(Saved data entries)
PR #2220, opened 2026-09-12
#2183: drop dead refute_equal in marker test

### LINKED ISSUE #2183: `refute_equal` in `test_iteration_end_keeps_old_marker` cannot fail on its own
`test_iteration_end_keeps_old_marker` at `test/judges/test-find-all-issues.rb:262` ends with two assertions on the same expression:

```ruby
refute_equal(0, fb.query('(eq what "iterate")').each.to_a.first.min_issue_was_found)
assert_equal(45, fb.query('(eq what "iterate")').each.to_a.first.min_issue_was_found)
```

The `refute_equal` on `:300` cannot fail unless the `assert_equal` on `:301` fails as well: anything other than 45 fails the second line, and 45 is not 0. It reads like a guard against the marker being reset, but the line below already covers that, and it repeats the query to do it.

Dropping `:300` leaves the test with its one real assertion last, where a reader can find it.

@yegor256 please take a look.

canburakyol:
Fixes #2183.

\
efute_equal(0, ...min_issue_was_found)\ cannot fail on its own: any value other than 45 fails the \ssert_equal(45, ...)\ below it, and 45 is not 0. Dropped the dead line, kept the one real assertion.

### DIFF
--- a/test/judges/test-find-all-issues.rb
+++ b/test/judges/test-find-all-issues.rb
@@ -266,7 +266,6 @@ class TestFindAllIssues < Jp::Test
     end
     load_it('find-all-issues', fb)
     assert_equal(3, fb.size)
-    refute_equal(0, fb.query('(eq what "iterate")').each.to_a.first.min_issue_was_found)
     assert_equal(45, fb.query('(eq what "iterate")').each.to_a.first.min_issue_was_found)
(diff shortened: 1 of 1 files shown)


Thayorns:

Description of the task:
Every line holding the string "query" should be copied here, so please find those lines in the data.

Finished task:
refute_equal(0, fb.query('(eq what "iterate")').each.to_a.first.min_issue_was_found)
assert_equal(45, fb.query('(eq what "iterate")').each.to_a.first.min_issue_was_found)
The `refute_equal` on `:300` cannot fail unless the `assert_equal` on `:301` fails as well: anything other than 45 fails the second line, and 45 is not 0. It reads like a guard against the marker being reset, but the line below already covers that, and it repeats the query to do it.
-    refute_equal(0, fb.query('(eq what "iterate")').each.to_a.first.min_issue_was_found)
     assert_equal(45, fb.query('(eq what "iterate")').each.to_a.first.min_issue_was_found)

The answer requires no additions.